US & EU Informatics Leaders Collaborate on Health IT Policy

By Matthew Dublin

The ARGOS eHealth Consortium, a project funded by the European Commission to develop and promote common methods for responding to global "eHealth" (healthcare practice supported by electronic processes and communication) challenges, held a final meeting this week in Budapest. The ARGOS meeting was intended to foster agreement among health information technology, or HIT, leaders in Europe and the US. More than 75 participants attended the final meeting, including the US Department of Health and Human Services' Office of the National Coordinator on Health Information Technology.

The attendees finalized a series of recommendations in the following areas:

Interoperability in eHealth and HIT, and certification of Electronic Health Record systems, or EHRs

Defining a common, consistent approach and identifying indicators and tools for measuring adoption, usage, and benefits of HIT and eHealth

Simulating human physiology and diseases with a focus on development of the Virtual Physiological Human and its use to support diagnosis and treatment of rare diseases

Workforce and e-health capacity-building to address current and projected global shortages of individuals trained to develop, implement, maintain, and use HIT and EHRs

According to the American College of Medical Informatics board chair Nancy Lorenzi, a professor of Biomedical Informatics at Vanderbilt University School of Medicine, "the world is increasingly more interconnected, and information and communication technologies are supporting these interconnections." Lorenzi added, "Cooperative efforts such as ARGOS support investigations to address health policy challenges in a world that is becoming virtually border-less in terms of health care."

The idea is that the ARGOS recommendations will ultimately be synthesized to develop coordinated policy actions to implement both the Europe and the US.

Meryl Bloomrosen, AMIA vice president for Policy and Government Relations, explained AMIA's role as the US convener of ARGOS, saying, "AMIA and its members have worked on interoperability, standards, benefits of health information technology, and workforce issues for decades. ... AMIA welcomes the recently signed Memorandum of Understanding between the US Dept. of Health and Human Services and the EU because it promotes a common approach on the interoperability of EHRs and education programs for information technology and health professionals.

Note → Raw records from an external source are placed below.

PR #106, opened 2018-07-01
Add TravisCI

DanRStevens:
Adds a TravisCI config file.

The initial commit did builds for both MacOS and Linux, but with outdated packages. The results didn't seem too usable. I've since updated the config file to install newer versions of Linux compilers. I'm leaving the MacOS builds out of scope for now. They were having issues with `#include <experimental/filesystem>`, likely due to outdated packages.

### DIFF
--- a/.travis.yml
+++ b/.travis.yml
@@ -1,0 +1,15 @@
+
+language: cpp
+sudo: false
+os:
+  - linux
+  - osx
+compiler:
+  - gcc
+  - clang
+script:
+  # Use -k to continue after errors, ensuring full build log with all errors
+  - make -k
+notifications:
+  email: false
+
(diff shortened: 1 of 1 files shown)


Brett208:
It looks like TravisCI is mirroring appveyor for GCC and Clang (compiling the branch by itself and then compiling it by merging it into master).

I'm not sure what circleci is doing though?

-Brett

DanRStevens:
Looks like CircleCI has support to do the same, but isn't configured to do so. You can view the output of the section "Checkout code" of the build log. It has a number of environment variable guarded git checkout commands. Looks like it can support running a specific commit, or to merge an arbitrary branch into another arbitrary branch. Maybe I should play around with CircleCI some more, it seems promising. Looked to be easier to run with more up to date images and compilers, without having to install each run, which makes for faster test times. TravisCI is slow, with outdated images and compilers, though with a free OSX option.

The more interoperability that exists in health IT, the greater the consistency is in quality of care delivered to patients."

The "Memorandum of Understanding" was signed late last year by the vice president of the European Commission Neelie Kroes and the US Secretary of Health and Human Services Kathleen Sebelius to promote a common approach on the interoperability of electronic health records and on education programs for information technology and health professionals.